A name change from Research in Motion to BlackBerry signifies a change in image, and a subtle admission to the failures of the past and a desire to move forward. The company is just a few weeks into the worldwide product launch and it is still too early to gauge BlackBerry's performance. Investors must wait until quarterly earnings on March 28, to get the first official glance at the success or failure of the new phones.
An upside/best-case scenario assumes much better than expected sales from the consumer market in all markets worldwide, slower legacy BlackBerry declines, upsell of value-added enterprise and consumer services, greater enterprise resiliency, and improved operational performance driving higher margins. BlackBerry makes its popular BBM chat system available on other platforms a clear winning move for the enterprise market, while consumer market sales continue to surprise in all markets worldwide. The strongest bearish BlackBerry analyst takes a second look at the company and changes guidance to a more favorable one.
Under this scenario, revenue for 2013 can grow in the 20-25% range to $15.04 billion with margins of 0.4% driving EPS to the $0.10-$0.15 range. 2014 will bring further growth and if the company continues the momentum, EPS can grow to $1 a share if not more. This is a somewhat believable and possible scenario, and if this is achieved the stock can see share prices at the very least double in price.
Under a neutral case scenario, BlackBerry sees better-than-expected sales that slightly beat (or match) the street's consensus. Product reviews are generally positive, but BlackBerry just can't keep up against Samsung's new GS4. BlackBerry will spend over $2 billion in sales and marketing in 2013 to advertise the new platform resulting in moderate success.
Revenue can grow 1% to $12.22 billion but EPS will be in the negative at around $-0.75. The company can improve EPS in 2014 in the range of $0.04-$0.10. The stock should see a decent appreciation to new 52-week highs, as the company has improved the business and outlook.
Worst case, the BlackBerry is a failure, like several of its previous releases. The phone is not living up to expectations, and an aggressive sales push by competitors especially Samsung kills any momentum BlackBerry once had. Sales are low in all key markets, and a failure in the United States.
Revenue will decline to $10 billion and EPS will worsen from current figures. The stock will drop to new 52-week lows, and BlackBerry will be an attractive takeover target as its assets, technology and proprietary knowledge still have value and interest for another firm to acquire.

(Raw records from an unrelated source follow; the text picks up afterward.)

PR #15839, opened 2026-07-21
fix(forge): align test and script library linking

### LINKED ISSUE #10448: External function visibility inside a library produces different creation code during testing
### Component

Forge

- [x] Foundry
- [x] Foundryup

forge Version: 1.1.0-stable Commit SHA: d484a00089d789a19e2e43e63bbb3f1500eb2cbf Build Timestamp: 2025-04-30T13:50:49.971365000Z (1746021049) Build Profile: maxperf

foundryup: 1.0.1

forge test

### Operating System

macOS (Apple Silicon)

### Describe the bug

We discovered that the creation code produced inside forge tests is different than in forge scripts for some of the contracts despite following the standard recommended guidelines to ensure matching bytecodes in such scenarios. 

We have narrowed it down to a compiler interpretation of function visibility inside a library that is called from within the main contract.

If a library function is either external or public, the creationCode generated will differ between forge script and forge test. Changing it to internal fixes the issue, probably because the compiler would embed it inside the main contract unlike using delegatecall for external functions.

This is important because different bytecode will produce different create2 addresses and some of the tests will yield incorrect results while others might not be possible to test at all.

We created a simple example to reproduce the issue using the hello-foundry starter.

Link: [https://github.com/chrisciszak/foundry_compiler_issue/tree/main](url)

### Steps to reproduce
1. Clone [https://github.com/chrisciszak/foundry_compiler_issue/tree/main](url)
2. Run `forge test test/Bytecode.t.sol`
3. The test fails
4. Run `forge script test/Bytecode.t.sol`
5. The script passes

Any prompt help or workaround would be highly appreciated as we run out of ideas how to ensure compatibility in this scenario.

stevencartavia:
Aligns Forge tests with scripts by using the same configured CREATE2 library deployer, salt, and linked initcode when available, while retaining nonce-based fallback. This ensures creation-code hashes and downstream CREATE2 addresses match between `forge test` and `forge script`.

This intentionally changes default test-linked library addresses and creation-code hashes. Closes #10448.


crates/linking/src/lib.rs
```diff
@@ -240,14 +240,16 @@ impl<'a> Linker<'a> {
...
-        target: &'a ArtifactId,
+        targets: impl IntoIterator<Item = &'a ArtifactId>,
     ) -> Result<LinkOutput, LinkerError> {
         // Library paths in `link_references` keys are always stripped, so we have to strip
         // user-provided paths to be able to match them correctly.
         let mut libraries = libraries.with_stripped_file_prefixes(self.root.as_path());
 
         let mut needed_libraries = BTreeSet::new();
-        self.collect_dependencies(target, &mut needed_libraries)?;
+        for target in targets {
```
mablr, line 327: Collecting dependencies across every target can add multiple compiler-version-specific artifacts for the same source/name, but the eventual `Libraries` key drops the artifact version (`convert_artifact_id_to_lib_path` keeps only source/name). Both versions can then be deployed at different CREATE2 addresses and the final map insertion makes the last one win; `get_linked_artifacts_cow` applies that address to every version-specific artifact. Could we detect distinct artifact IDs that collapse to the same library key and return an error so the builder falls back to nonce linking? Please add a multi-version regression test as well.

crates/forge/src/runner.rs
```diff
@@ -733,27 +733,81 @@ impl<'a, FEN: FoundryEvmNetwork> ContractRunner<'a, FEN> {
...
+        }
 
-            let (raw, reason) = RawCallResult::from_evm_result(deploy_result.map(Into::into))?;
-            result.extend(raw, TraceKind::Deployment);
-            if reason.is_some() {
-                debug!(?reason, "deployment of library failed");
-                result.reason = reason;
-                return Ok(result);
+        // Configured libraries may already exist and are not present in `libs_to_deploy`.
+        for address in self.mcr.libraries.libs.values().flat_map(|libs| libs.values()) {
```
mablr: `self.mcr.libraries` includes every configured library, not only libraries referenced by this suite. Consequently, any unrelated configured address that has code is added to `deployed_libs` and excluded from fuzzed address inputs; this also performs configured-libraries × suites backend lookups (potentially against fork state). Can we carry the set of library addresses actually required by linked test artifacts and inspect/add only those here?

crates/linking/src/lib.rs
stevencartavia: [92f9a61](https://github.com/foundry-rs/foundry/pull/15839/commits/92f9a6101fc1cc5ad168ce54f4f00f6249e8ace7)

crates/forge/src/runner.rs
stevencartavia: [92f9a61](https://github.com/foundry-rs/foundry/pull/15839/commits/92f9a6101fc1cc5ad168ce54f4f00f6249e8ace7)

crates/forge/src/multi_runner.rs
```diff
@@ -760,12 +787,36 @@ impl MultiContractRunnerBuilder {
...
+        let create2 = create2_deployer_available.then(|| {
+            linker.link_with_create2(
+                configured_libraries.clone(),
+                evm_opts.create2_deployer,
+                self.config.create2_library_salt,
+                linker.contracts.keys(),
+            )
+        });
+        let (LinkOutput { libraries, library_addresses, libs_to_deploy }, library_deployment) =
+            if let Some(Ok(output)) = create2 {
```
mablr: This fallback still breaks test/script parity for the collision this PR now detects. If two compiler versions both reference the same `file:name`, `forge test` passes every artifact here, gets `ConflictingLibraryArtifacts`, and falls back to nonce addresses; `forge script` links only its selected target and can still use CREATE2. Their linked creation code therefore differs. The nonce path is also lossy here because its `Libraries` map collapses both artifacts to one `file:name` entry. Could we propagate `ConflictingLibraryArtifacts` instead of silently falling back (while retaining fallback for unavailable CREATE2 and, if intended, cycles), and cover this at the builder/CLI level? The current linker test only proves that the low-level CREATE2 call returns the collision error.

stevencartavia: [199ebfb](https://github.com/foundry-rs/foundry/pull/15839/commits/199ebfbf67a8f004caa1f8a446d4ff1a20dbce5a)

crates/forge/src/multi_runner.rs
```diff
@@ -760,12 +787,42 @@ impl MultiContractRunnerBuilder {
...
+            ) {
+                Ok(output) => Some(output),
+                Err(LinkerError::CyclicDependency) => None,
+                Err(err) => return Err(err.into()),
+            }
+        } else {
+            None
+        };
+        let (LinkOutput { libraries, library_addresses, libs_to_deploy }, library_deployment) =
+            if let Some(output) = create2 {
```
mablr, line 808: If CREATE2 linking returns no libraries to deploy, this still selects `Create2`, so the canonical factory is installed before the test constructor. That changes observable constructor state even when CREATE2 setup is unnecessary. Could we retain the resolved libraries but use `Nonce` when `libs_to_deploy.is_empty()`?

crates/linking/src/lib.rs
```diff
@@ -183,6 +187,46 @@ impl<'a> Linker<'a> {
         Ok(())
     }
 
+    fn collect_library_keys(
+        &self,
+        needed_libraries: &BTreeSet<&ArtifactId>,
+        libraries: &Libraries,
+    ) -> Result<BTreeSet<(PathBuf, String)>, LinkerError> {
+        let mut library_keys = BTreeSet::new();
+        for id in needed_libraries {
```
mablr, line 203: This collision check only sees artifacts already selected by `find_artifact_id_by_library_path`, which returns the first path/name/version match. Same-version artifacts from different build IDs/profiles can therefore still select arbitrary initcode without reaching this check. Please resolve within the target build/profile or reject multiple compatible candidates.

crates/script/src/lib.rs
```diff
@@ -799,11 +799,14 @@ pub struct ScriptConfig<FEN: FoundryEvmNetwork> {
...
         config: Config,
-        evm_opts: EvmOpts,
+        mut evm_opts: EvmOpts,
         batch: bool,
         tempo: TempoOpts,
         sender_nonce_override: Option<u64>,
     ) -> Result<Self> {
+        // Linking happens before runner construction, so pin now to ensure its CREATE2 factory
+        // lookup and all later environment/backend construction use the same fork block.
+        evm_opts.pin_fork_block().await?;
```
mablr, line 809: `update_sender` still queries its replacement sender nonce at `latest` (`next_nonce(..., None)`) before relinking. Once this fork is pinned, that can derive nonce-linked addresses from a different block than the execution backend. Please pass `self.evm_opts.fork_block_number` there too.

stevencartavia: [9add5c4](https://github.com/foundry-rs/foundry/pull/15839/commits/9add5c473af5625b31a972374f6292eaa94fb849)

crates/linking/src/lib.rs
stevencartavia: [9add5c4](https://github.com/foundry-rs/foundry/pull/15839/commits/9add5c473af5625b31a972374f6292eaa94fb849)

crates/forge/src/multi_runner.rs
stevencartavia: [9add5c4](https://github.com/foundry-rs/foundry/pull/15839/commits/9add5c473af5625b31a972374f6292eaa94fb849)

mablr (approved):

figtracer (approved):

PR #15841, opened 2026-07-21
fix(anvil): `eth_simulateV1` normalize simulated blocks

mablr:
## Motivation

Closes OSS-564.

This is the next focused `eth_simulateV1` conformance step after #15770, #15784, #15792, and #15828. Local simulations now derive block numbers and timestamps from the selected base block, expand number gaps with empty blocks, reject invalid ordering with `-38020` and `-38021`, chain parent hashes for `BLOCKHASH`, scope block overrides to their target block, and derive subsequent base fees from the simulated parent. Timestamp defaults honor Anvil’s configured block interval.

Normalization of delegated pre-fork simulations remains tracked by OSS-572, while canonical response finalization remains tracked by OSS-565.


mattsse (approved):
lgtm

PR #15843, opened 2026-07-21
fix(anvil): propagate simulated prevRandao

stevencartavia:
`eth_simulateV1` applied `prevRandao` during execution but omitted it from the synthetic block header, causing different `prevRandao` values to produce the same block hash and subsequent `BLOCKHASH` result.

Populate `mixHash` from the simulated block environment so chained hashes reflect the context used during execution.


mattsse (approved):
lgtm

mablr (approved):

On the consumer front, I am not yet convinced that the phone can live up to the hype. The lack of apps such as Netflix, Skype, Instagram might foreshadow the possibility of low sales growth. In a recent article, I blasted BlackBerry for disappointing customers and shareholders since 2008 and I would need to see a very positive quarterly result at the end of March before changing my views. I already indicated that this is a possibility, but until that confirmation, I see no reason for investors to rush in and buy the stock.